== Task statement ==
If a line below contains the string "manager", return that line.
○ ○ ○ ○ ○ ○ ○
PR #24, opened 2022-12-05
OCPBUGS-860: Set sync period for Machine controller

JoelSpeed:
On other providers we set the sync period to 10 minutes down from the default of 10 hours. This means we pick up changes within the cloud provider in a reasonable time frame.

For example, if a user adds an external IP address manually, this should be picked up so that CSRs for the serving certificates are approved in a timely manner, this isn't working well with the default sync period.

10 minutes is used in other providers such as AWS and Azure.

### DIFF
--- a/cmd/manager/main.go
+++ b/cmd/manager/main.go
@@ -84,12 +84,17 @@ func main() {
 
 	cfg := config.GetConfigOrDie()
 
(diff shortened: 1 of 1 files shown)


Fedosin (approved):
/lgtm

Fedosin:
/hold

for e2e tests to pass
○ ○ ○ ○ ○ ○ ○
== Task solution ==
--- a/cmd/manager/main.go
+++ b/cmd/manager/main.go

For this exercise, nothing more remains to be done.